Graph neural networks (GNNs) work remarkably well in semi-supervised node regression, yet a rigorous theory explaining when and why they succeed remains lacking. To address this gap, we study an aggregate-and-readout model that encompasses several common message passing architectures: node features are first propagated over the graph then mapped to responses via a nonlinear function. For least-squares estimation over GNNs with linear graph convolutions and a deep ReLU readout, we prove a sharp non-asymptotic risk bound that separates approximation, stochastic, and optimization errors. The bound makes explicit how performance scales with the fraction of labeled nodes and graph-induced dependence. Approximation guarantees are further derived for graph-smoothing followed by smooth nonlinear readouts, yielding convergence rates that recover classical nonparametric behavior under full supervision while characterizing performance when labels are scarce. Numerical experiments validate our theory, providing a systematic framework for understanding GNN performance and limitations.

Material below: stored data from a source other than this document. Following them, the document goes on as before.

PR #277, opened 2016-11-16
[SINGA-268] Add IPython notebooks to the documentation

moazreyad:


doc/notebook/rnn.ipynb
```diff
@@ -0,0 +1,151 @@
+{
```
nudles: RNN training requires cudnn5 and the prediction requires the pre-trained model parameters, which is not a small file and may not be suitable to put it into github.
I suggest we remove rnn and vgg. There are examples about rnn and vgg in examples/ folder (no notebooks).
I think, we can add one notebook to show the usage of tensor, initializer, optimizer, devices, and other components before regression/rbm/mlp.

moazreyad: RNN and VGG are removed.

moazreyad:
I checked the notebook and they work fine. I made small fixes and merged all changes in one commit.

nudles:
I moaz, please check again.
You can add new commits (no need to overwrite the existing commits).

moazreyad:
I got an error:

 43     print 'Epoch %d, Reconstruction error per image = %f' % (epoch, err / num_train_batch / batch_size)

NameError: name 'num_train_batch' is not defined

in rbm.ipynb

moazreyad:
Another problem: regression.ipynb points to the Tensor example (http://singa.incubator.apache.org/en/docs/tensor.html) which is not working. It gives an error: 

NameError: name 'np' is not defined

I think the tensor example in the documentation needs to be updated.

PR #281, opened 2016-11-20
SINGA-273 Improve license and contributions

moazreyad:


LICENSE
```diff
@@ -186,7 +186,7 @@ Apache License
       same "printed page" as the copyright notice for easier
       identification within third-party archives.
 
-   Copyright [yyyy] [name of copyright owner]
+   Copyright {yyyy} {name of copyright owner}
```
xiezl: This change is invalid as it should be "[""]" according to https://www.apache.org/licenses/LICENSE-2.0

LICENSE
```diff
@@ -199,287 +199,3 @@ Apache License
    WITHOUT WARRANTIES OR CONDITIONS OF ANY KIND, either express or implied.
    See the License for the specific language governing permissions and
    limitations under the License.
```
xiezl: If you are going to remove the thirdparty license into independent files, you should add related pointer here.

thirdparty/LICENSE
```diff
@@ -0,0 +1,283 @@
+The SINGA project contains subcomponents with separate copyright
```
xiezl: Since there are multiple licenses in this file, you should separate them into different files. Each of those files includes an individual license.

LICENSE
moazreyad: Please note that in the link that you shared above (http://www.apache.org/dev/licensing-howto.html#bundle-asf-product), it says:

> Dependencies which are not included in the distribution MUST NOT be added to LICENSE and NOTICE. As far as LICENSE and NOTICE are concerned, only bundled bits matter

This means SINGA does not need any third party license because no third party "bits" are actually bundled with it.

thirdparty/LICENSE
moazreyad: I don't think it is required to separate the license in multiple files. See MongoDB third party license for example:

https://github.com/mongodb/mongo/blob/master/distsrc/THIRD-PARTY-NOTICES

moazreyad:
Please note also that [Doxyfile](https://github.com/apache/incubator-singa/blob/master/doc/Doxyfile) can not have comments and must have Apache license header. See http://www.apache.org/legal/resolved.html

> Can we use Doxygen-generated config files?

> As long as the generated comments are removed from the Doxygen-generated files, these files may be used. 

And see for example: https://github.com/apache/avro/blob/master/lang/c%2B%2B/Doxyfile

moazreyad:
The Tinydir license can be safely removed from SINGA, because it is already included in [tinydir.h](https://github.com/apache/incubator-singa/blob/master/include/singa/utils/tinydir.h) .

See https://github.com/cxong/tinydir :
> if you use tinydir you can comply by including tinydir.h

LICENSE
nudles: Hi Moaz,

Please refer to this example created by Apache PMC, https://github.com/justinmclean/ApacheWombat/.
We did bundle some code from other projects, hence we need to include their licenses. We can do in two ways,
1. Add the dependent licenses in the LICENSE file. This is what we are following now.
2. Add the license file of each dependent lib in a separate file and add a link/pointer to that file in LICENSE. Just follow the above example.

nudles:
It would be safe to mention the license of tinydir.h in the the LICENSE file together with others.

moazreyad:
Can you please check now if the PR is ok? 

I still think the license can be further improved, but at least we improved some issues in this PR.

PR #286, opened 2016-12-03
SINGA-278 Convert trained caffe parameters to singa

XiangruiCAI:
Convert trained parameters of caffe model to singa.
Run vgg as an example.


nudles:
To test his PR, please build singa with python support and install it into your virtual env;
 execute  './run.sh'

PR #291, opened 2016-12-15
[WIP] Add xml report for python unittest

nudles:
To run python unittest by Jenkins and display the test results in a xml report.
1. update the docker file to install python package for xml reporting
2. update jenkins script to run python unittest
3. update jenkins setting to collect xml reports.


nudles:
refer to #294

PR #297, opened 2016-12-28

moazreyad:
Script for building binary Debian packages for SINGA 1.0.0 with C++ and with Python for amd64 architecture.


nudles:
@moazreyad Thanks.
1. It would be better to avoid duplicating the source code in the git repo. Otherwise, we have to update the copied version every time we update the original source code. The build.sh file could be updated to do this copy. Then we can call Jenkins to execute the build.sh to generate new packages when new commits are merged.
2. Move the debian folder into tool, just like mesos, docker and jenkins?

moazreyad:
Script updated to build and copy files. It is also moved to 'tool' folder.

tool/debian/singa-cpp_1.0.0_amd64/DEBIAN/control
```diff
@@ -0,0 +1,12 @@
+Package: Singa
+Version: 1.0.0
+Architecture: amd64
+Maintainer: Moaz Reyad <moazreyad@gmail.com>
+Depends: libgoogle-glog-dev, libprotobuf-dev, libstdc++6 , libc6
```
nudles: how about openblas?
I think we need both libprotobuf and libopenblas.
Would apt-get install the 'Depends' automatically if they are not available in the system?

moazreyad: Yes. apt-get should install the needed libraries automatically. This is tested as in [SINGA-274](https://issues.apache.org/jira/browse/SINGA-274). 

p.s. the Debian files assume the build will run on amd64. If the host system used for building the Debian packages is something else, then the Architecture should be changed.

PR #308, opened 2017-02-15

moazreyad:
Build binary Debian package for SINGA GPU (CUDA 8 - cuDNN 5)


tool/debian/singa-cuda8.0-cudnn5/DEBIAN/control
```diff
@@ -0,0 +1,14 @@
+Package: singa-cuda8
+Version: 1.0.1
```
nudles: should be 1.1.0?

tool/debian/build.sh
```diff
@@ -86,26 +86,22 @@ if [ -n "$BUILD_ID" ]; then
 fi
 
 FOLDER=$FOLDER_PREFIX-cpp
-if [ $CUDA = "ON" ]; then
-  FOLDER=$FOLDER_PREFIX-cuda$CUDA_VERSION-cudnn$CUDNN_VERSION
-fi
-
 if [ $PYTHON = "ON" ]
 then
   FOLDER=$FOLDER/python-singa
```
nudles: need to update the path?
the path for python part has been changed from python-singa to singa-cpp/python-singa/

moazreyad: the path is already fixed. no need to update it.

tool/debian/singa-cuda8.0-cudnn5/DEBIAN/control
moazreyad: This number is updated with your build.sh during the building process with the correct version.

nudles: I see. Then please update the top cmake file to change the version ID to 1.1.0.
thanks.

moazreyad: The version ID is set correctly in CMakeLists.txt: SET(PACKAGE_VERSION "1.1.0"). No need to update any thing. The Debian package will be built with the correct version from CMakeLists.txt.

tool/debian/build.sh
nudles: 1. singa-cpp folder has two subfolders： python-singa and singa
2. singa-cuda8.0-cudnn5 does not have the same subfolder.
should we make them consistent by following either 1 or 2?

moazreyad: These directories are only a temporary solution for saving the control files. We do not need them to be perfect. Later if we use CPack, these directories could be removed as the control files will be generated automatically.

nudles: the folder name decides the deb file name.
we'd better make them consistent. otherwise it would be confused if we later add a python-singa-cuda8.0-cudnn5 (the current singa-cuda8.0-cudnn5 does include the python part).
one solution is not differentiating python-singa and singa; 
another solution is differentiating them clearly (I prefer this).

nudles:
I generated the singa-cpp/python-singa.deb using ubuntu:14.04 docker image.
but it cannot be installed on aws with ubuntu14.04. 
the error log is attached.
[out.txt](https://github.com/apache/incubator-singa/files/782297/out.txt)

moazreyad:
To install python-singa.deb on Ubuntu 14:04 :
```
 apt-get update && apt-get install ca-certificates
 dpkg -i ./python-singa.deb 
 apt-get install -f
```
To build  python-singa.deb on Ubuntu 14:04 :

```
apt-get update && apt-get install git cmake  python2.7-dev python-pip python-numpy libprotobuf-dev libopenblas-dev protobuf-compiler libpcre3 libpcre3-dev wget
wget https://launchpad.net/ubuntu/+archive/primary/+files/swig_3.0.2.orig.tar.gz
tar -xvzf ./swig_3.0.2.orig.tar.gz 
cd swig-3.0.2/
./configure 
make
make install
cd ..
git clone https://github.com/moazreyad/incubator-singa.git
cd incubator-singa/
git checkout SINGA-274
./tool/debian/build.sh -b -p
```

moazreyad:
This PR can be closed because [PR 309](https://github.com/apache/incubator-singa/pull/309) provides better solution with CPack.

PR #309, opened 2017-02-20

moazreyad:
Use CPack to generate the Debian packages from the make command:

`make package`


CMakeLists.txt
```diff
@@ -163,3 +163,55 @@ INSTALL(FILES ${CMAKE_BINARY_DIR}/include/singa/singa_config.h DESTINATION
 INSTALL (DIRECTORY ${CMAKE_BINARY_DIR}/lib DESTINATION
     ${CMAKE_INSTALL_PREFIX}
     PATTERN "*libgtest.a" EXCLUDE )
+
+IF (USE_PYTHON)
+INSTALL(DIRECTORY ${PROJECT_SOURCE_DIR}/python
```
nudles: It think python setup.py install can copy these files. Then we don't need to copy them explicitly.
https://github.com/nudles/incubator-singa/blob/conda/CMakeLists.txt#L166

tool/debian/build.sh
```diff
@@ -80,32 +80,25 @@ if [ $BUILD = "ON" ]; then
...
 then
-  FOLDER=$FOLDER/python-singa
+  FOLDER=$FOLDER_PREFIX-cuda$CUDA_VERSION-cudnn$CUDNN_VERSION
 else
-  FOLDER=$FOLDER/singa
+  FOLDER=singa-cpp/$FOLDER_PREFIX
 fi
 
 echo "Path: " build/debian/$FOLDER
 mkdir -p build/debian/$FOLDER
```
nudles: Do we still need these scripts if cpack is supported?

moazreyad: No, we don't need them. I will delete them.

nudles: yes. I think we just need the first few lines and then call cmake and make pakcage.
please also  try to reformat the commit message (title).

CMakeLists.txt
moazreyad: I think we still need `INSTALL(DIRECTORY ${PROJECT_SOURCE_DIR}/python ` for packaging. Otherwise, the directory /python will not be packaged.

tool/debian/build.sh
nudles: sure. we need to create one folder say xxxx and python setup.py install --prefix=xxx. then all python related files would be copied into xxx.

moazreyad: Files deleted and commit message fixed.

nudles:
I got another error:
```
[100%] Built target _singa_wrap
Run CPack packaging tool...
CPack: Create package using DEB
CPack: Install projects
CPack: - Run preinstall target for: singa
CPack: - Install project: singa
CPack: Create package
CPack: - package: /incubator-singa/build/python-singa-cuda-1.1.0.deb generated.
root@001c781d59d5:/incubator-singa/build# ls    
CMakeCache.txt  CPackConfig.cmake        Makefile         bin                  cnmem         examples  install_manifest.txt  python                       src
CMakeFiles      CPackSourceConfig.cmake  _CPack_Packages  cmake_install.cmake  cnmem-prefix  include   lib                   python-singa-cuda-1.1.0.deb  test
root@001c781d59d5:/incubator-singa/build# mv python-singa-cuda-1.1.0.deb /
root@001c781d59d5:/incubator-singa/build# cd /
root@001c781d59d5:/# apt-get install ./python-singa-cuda-1.1.0.deb 
Reading package lists... Done
Building dependency tree       
Reading state information... Done
Note, selecting 'python-singa-cuda' instead of './python-singa-cuda-1.1.0.deb'
Some packages could not be installed. This may mean that you have
requested an impossible situation or if you are using the unstable
distribution that some required packages have not yet been created
or been moved out of Incoming.
The following information may help to resolve the situation:

The following packages have unmet dependencies:
 python-singa-cuda : Depends: libgoogle-glog-dev but it is not installable
                     Depends: python-numpy but it is not installable
                     Depends: python-pillow but it is not installable
E: Unable to correct problems, you have held broken packages.
```

moazreyad:
Avoid using apt-get and use dpkg instead:

```
apt-get update && apt-get install ca-certificates
dpkg -i ./python-singa-cuda-1.1.0.deb 
apt-get install -f
```

nudles:
```
root@001c781d59d5:/# apt-get update && apt-get install ca-certificates
Get:1 http://archive.ubuntu.com/ubuntu xenial InRelease [247 kB]
Ign:2 http://developer.download.nvidia.com/compute/cuda/repos/ubuntu1604/x86_64  InRelease
Get:3 http://developer.download.nvidia.com/compute/cuda/repos/ubuntu1604/x86_64  Release [564 B]
Get:4 http://developer.download.nvidia.com/compute/cuda/repos/ubuntu1604/x86_64  Release.gpg [819 B]
Get:5 http://archive.ubuntu.com/ubuntu xenial-updates InRelease [102 kB]           
Get:6 http://developer.download.nvidia.com/compute/cuda/repos/ubuntu1604/x86_64  Packages [44.7 kB]
Get:7 http://archive.ubuntu.com/ubuntu xenial-security InRelease [102 kB]
Get:8 http://archive.ubuntu.com/ubuntu xenial/main Sources [1103 kB]
Get:9 http://archive.ubuntu.com/ubuntu xenial/restricted Sources [5179 B]                   
Get:10 http://archive.ubuntu.com/ubuntu xenial/universe Sources [9802 kB]
Get:11 http://archive.ubuntu.com/ubuntu xenial/main amd64 Packages [1558 kB]
Get:12 http://archive.ubuntu.com/ubuntu xenial/restricted amd64 Packages [14.1 kB]
Get:13 http://archive.ubuntu.com/ubuntu xenial/universe amd64 Packages [9827 kB]
Get:14 http://archive.ubuntu.com/ubuntu xenial-updates/main Sources [293 kB]
Get:15 http://archive.ubuntu.com/ubuntu xenial-updates/restricted Sources [2815 B]
Get:16 http://archive.ubuntu.com/ubuntu xenial-updates/universe Sources [164 kB]
Get:17 http://archive.ubuntu.com/ubuntu xenial-updates/main amd64 Packages [615 kB]
Get:18 http://archive.ubuntu.com/ubuntu xenial-updates/restricted amd64 Packages [12.4 kB]
Get:19 http://archive.ubuntu.com/ubuntu xenial-updates/universe amd64 Packages [515 kB]
Get:20 http://archive.ubuntu.com/ubuntu xenial-security/main Sources [72.9 kB]
Get:21 http://archive.ubuntu.com/ubuntu xenial-security/restricted Sources [2392 B]
Get:22 http://archive.ubuntu.com/ubuntu xenial-security/universe Sources [23.0 kB]
Get:23 http://archive.ubuntu.com/ubuntu xenial-security/main amd64 Packages [272 kB]
Get:24 http://archive.ubuntu.com/ubuntu xenial-security/restricted amd64 Packages [12.0 kB]                                                                                                                 
Get:25 http://archive.ubuntu.com/ubuntu xenial-security/universe amd64 Packages [95.5 kB]                                                                                                                   
Fetched 24.9 MB in 6s (3771 kB/s)                                                                                                                                                                           
Reading package lists... Done
Reading package lists... Done
Building dependency tree       
Reading state information... Done
ca-certificates is already the newest version (20160104ubuntu1).
ca-certificates set to manually installed.
0 upgraded, 0 newly installed, 0 to remove and 59 not upgraded.
root@001c781d59d5:/# dpkg -i ./python-singa-cuda-1.1.0.deb 
Selecting previously unselected package python-singa-cuda.
(Reading database ... 19219 files and directories currently installed.)
Preparing to unpack ./python-singa-cuda-1.1.0.deb ...
Unpacking python-singa-cuda (1.1.0) ...
dpkg: dependency problems prevent configuration of python-singa-cuda:
 python-singa-cuda depends on libgoogle-glog-dev; however:
  Package libgoogle-glog-dev is not installed.
 python-singa-cuda depends on python-numpy; however:
  Package python-numpy is not installed.
 python-singa-cuda depends on python-pillow; however:
  Package python-pillow is not installed.

dpkg: error processing package python-singa-cuda (--install):
 dependency problems - leaving unconfigured
Errors were encountered while processing:
```

moazreyad:
This is normal, just ignore the errors and do 

`apt-get install -f`

CMakeLists.txt
nudles: can we package the files in $CMAKE_INSTALL_PREFIX/lib/python/site-package/singa/, which is the place of python files when we type `make install` and is the default folder of python modules?

moazreyad: If you test it and it works, then fine.

moazreyad:
I see that [line 193 in CMakeLists.txt](https://github.com/apache/incubator-singa/blob/master/CMakeLists.txt#L193) is commented:

`SET(CPACK_DEBIAN_PACKAGE_CONTROL_EXTRA "${PROJECT_SOURCE_DIR}/tool/debian/postinst;${PROJECT_SOURCE_DIR}/tool/debian/postrm" )`

And also the folder `tool/debian` is deleted. 

Why did you remove this line and folder? CPack for python-singa will work without them.

nudles:
when we execute `make install`, cmake would execute

    python setup.py install

to install python files.
Hence, we don't need the postins and postrm files.
I passed the test for the CPU version. but it failed for the gpu version.

moazreyad:
The packaging scenario is different from the` make install` scenario. In ` make install`, the code is built and installed on the same machine. In the packaging scenario, the code is built on one machine and installed on another. It is true that postins and postrm are not needed if the code is built and installed on the same machine, but they are needed for the Debian packaging. 

`Make` will not be called when installing the binary Debian package with apt (dpkg) and may be `make` will not be available at all on the target machine.

The test will pass for make install, but all python packaging with CPack will not work. The Debian package will not work both for CPU and GPU because at least the `postins` file is needed.

nudles:
when you execute `make package`, would cmake execute `make` and `make install`?
previously, you copied the python files into the prefix folder https://github.com/moazreyad/incubator-singa/blob/cde701abd3ae295505600820708d79d2e471438a/CMakeLists.txt#L171
which is equivalent to `make install`. But we need to add new lines to if the python folder has changes later.
In addition, `make install` would execute `python setup.py install`, which is equivalent to `pip install .` in postinst. 
hence, there is no need for postinst.

moazreyad:
The process of CPack is make > make install > execute install scripts > pack all files to bundle (from [here](http://stackoverflow.com/questions/18722972/prevent-install-code-script-during-cpack-package-generation)). This is executed on the building machine, not on the target machine. 

On the target machine, the package manager (apt) have to do equivalent operations to the `make install `using shell scripts (`postinst`) and copy commands (`INSTALL FILES `and` INSTALL DIRECTORY`). This is why it is required also to copy the python files. If we do not copy them, they will not be found in the target machine if it is different from the build machine which is the expected scenario for the package.

Note: It is better to use `pip install .` than` python setup.py `in the `postinst`.

nudles:
I understand that the building machine and the targeting machines are different.
If the python-singa.deb contains all files (including libsinga.so, the headers and python scripts copied by make install, excludes those from apt-get and pip install), then it should be able to put them into the correct folder of the target machine. 
For the libs from apt-get, it also can install them as they are configured in cpack. 
But for the external python packages, it may not be able to install them automatically. Hence we need a postinst file to just install those files?

moazreyad:
`postinst` is needed to install the SINGA python module (and its dependent external python packages) on the target machine. This is required to run SINGA from python. Otherwise, the user must install it manually.

`postrm` is needed for cleaning if the package is uninstalled. This is required if the user wants to remove the package and install another version. Otherwise, the user must deleted the files manually.

Note: python-singa.deb will not contain all the files if the (INSTALL FILES and INSTALL DIRECTORY) are removed.

nudles:
I think https://github.com/apache/incubator-singa/blob/master/CMakeLists.txt#L172 is equivalent to https://github.com/moazreyad/incubator-singa/blob/cde701abd3ae295505600820708d79d2e471438a/CMakeLists.txt#L171. Both will copy the python scripts into the prefix folder.

moazreyad:
The first one will copy the scripts into the prefix folder in **the build machine**. The second one will copy the scripts into the folder in **the target machine**.

The first one has no effect on the `make package` command. It will be executed, but without any useful effect. It can be removed safely and` make package` will still work fine. (But the `make install` will fail). This is why both are needed.

nudles:
how can the second one be executed on the target machine?
It is just a cmake command, which copies the files into the prefix folder in the build machine.
the first one also copies the files into the prefix folder. hence, I think they are equivalent.

I think cpack just compress all files in a folder into .deb. apt-get would decompress the files and put them into the system folder, and install some dependent libs, and execute postinst.

moazreyad:
I didn't say the second one will be **executed** on the target machine. The second one **will copy file files in the target machine**. This is because INSTALL is not only a cmake command, it is also a cpack command. If the file is not in the INSTALL command, cpack will not copy it. 

In summary: 

the first one is redundant to` make package` but necessary for `make install`
the second one is  redundant to `make install `but necessary for `make package`

So please keep both of them if we want both `make install` and` make package `to work.

nudles:
sorry. I am still confused about "This is because INSTALL is not only a cmake command, it is also a cpack command. If the file is not in the INSTALL command, cpack will not **copy** it."

INSTALL only works on the build machine. I understand that without INSTALL, cpack does not copy those files into the prefix folder. But it doesn't matter, as the first command would copy those files into the prefix folder.

I understand that cpack a tool which is used during generating .deb file.  apt-get is another tool which decompress .deb file and put the files into the system folder. cpack would not be involved when we do `apt-get install ./python-singa.deb`.

As long as all files are in the .deb file, apt-get should put them into the correct folders.

moazreyad:
Yes, I mean it will copy the files to the target machine. CPack will archive the files in the Debian package and the dpkg command on the target machine will unarchive them.

The Debian package must contain setup.py, _singa_wrap.so, singa_wrap.py and the two directories DIRECTORY ${PROJECT_SOURCE_DIR}/python , ${CMAKE_BINARY_DIR}/python/singa/proto to be able to install the SINGA python module. 

If you removed the lines:

```
INSTALL(DIRECTORY ${PROJECT_SOURCE_DIR}/python 
	DESTINATION ${CMAKE_INSTALL_PREFIX}/lib/singa)	

INSTALL(FILES ${CMAKE_BINARY_DIR}/python/setup.py 
	DESTINATION ${CMAKE_INSTALL_PREFIX}/lib/singa/python)
INSTALL(FILES ${CMAKE_BINARY_DIR}/python/singa/singa_wrap.py
	DESTINATION ${CMAKE_INSTALL_PREFIX}/lib/singa/python/singa)
INSTALL(FILES ${CMAKE_BINARY_DIR}/python/singa/_singa_wrap.so
	DESTINATION ${CMAKE_INSTALL_PREFIX}/lib/singa/python/singa)
INSTALL(DIRECTORY ${CMAKE_BINARY_DIR}/python/singa/proto
	DESTINATION ${CMAKE_INSTALL_PREFIX}/lib/singa/python/singa)
```
Then these files will not be in the debian package generated by make package:
```
ar x python-singa-1.1.0.deb
tar -xvzf data.tar.gz | grep setup.py
```
will show nothing, because setup.py is not in the package.

moazreyad:
If you want to eliminate the redundancy of the both cases, then we can use "IF" condition to run only the needed commands in each case:

```
IF (CPACK_GENERATOR MATCHES "DEB")
	IF (USE_PYTHON)
	INSTALL(FILES ${CMAKE_BINARY_DIR}/python/setup.py 
		DESTINATION ${CMAKE_INSTALL_PREFIX}/lib/singa/python)
	INSTALL(FILES ${CMAKE_BINARY_DIR}/python/singa/singa_wrap.py
		DESTINATION ${CMAKE_INSTALL_PREFIX}/lib/singa/python/singa)
	INSTALL(FILES ${CMAKE_BINARY_DIR}/python/singa/_singa_wrap.so
		DESTINATION ${CMAKE_INSTALL_PREFIX}/lib/singa/python/singa)
	INSTALL(DIRECTORY ${PROJECT_SOURCE_DIR}/python 
		DESTINATION ${CMAKE_INSTALL_PREFIX}/lib/singa)	
	INSTALL(DIRECTORY ${CMAKE_BINARY_DIR}/python/singa/proto
		DESTINATION ${CMAKE_INSTALL_PREFIX}/lib/singa/python/singa)	
	ENDIF()
ELSE()
	INSTALL(CODE "execute_process(COMMAND python setup.py install --prefix=${CMAKE_INSTALL_PREFIX} WORKING_DIRECTORY ${CMAKE_BINARY_DIR}/python)")
ENDIF()
```

nudles:
OK. I will try it.
Thanks.

moazreyad:
If you want to install the files only with CPack to avoid redundancy during make install, then please try to use these lines:

```
IF (USE_PYTHON)
	INSTALL(FILES ${CMAKE_BINARY_DIR}/python/setup.py 
		DESTINATION ${CMAKE_INSTALL_PREFIX}/lib/singa/python
		COMPONENT PySinga)
	INSTALL(FILES ${CMAKE_BINARY_DIR}/python/singa/singa_wrap.py
		DESTINATION ${CMAKE_INSTALL_PREFIX}/lib/singa/python/singa
		COMPONENT PySinga)
	INSTALL(FILES ${CMAKE_BINARY_DIR}/python/singa/_singa_wrap.so
		DESTINATION ${CMAKE_INSTALL_PREFIX}/lib/singa/python/singa
		COMPONENT PySinga)
	INSTALL(DIRECTORY ${PROJECT_SOURCE_DIR}/python 
		DESTINATION ${CMAKE_INSTALL_PREFIX}/lib/singa
		COMPONENT PySinga)	
	INSTALL(DIRECTORY ${CMAKE_BINARY_DIR}/python/singa/proto
		DESTINATION ${CMAKE_INSTALL_PREFIX}/lib/singa/python/singa
		COMPONENT PySinga)	
	SET(CPACK_COMPONENTS_ALL PySinga)
ENDIF()
```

翻译：图神经网络（GNNs）在半监督节点回归任务中表现卓越，然而关于其何时及为何能取得成功的严格理论仍显不足。为填补这一空白，我们研究了一个包含多种常见消息传递架构的聚合-读出模型：节点特征首先在图上传导，随后通过非线性函数映射为响应。针对采用线性图卷积与深度ReLU读出层的GNN的最小二乘估计，我们证明了一个精确的非渐近风险界，该界限分离了近似误差、随机误差与优化误差。该界限明确揭示了性能如何随标记节点比例及图结构诱导的依赖性而变化。进一步推导了图平滑后接平滑非线性读出层的近似保证，所得收敛率在完全监督条件下恢复了经典非参数特性，同时刻画了标签稀缺时的性能表现。数值实验验证了我们的理论，为理解GNN的性能与局限提供了系统化框架。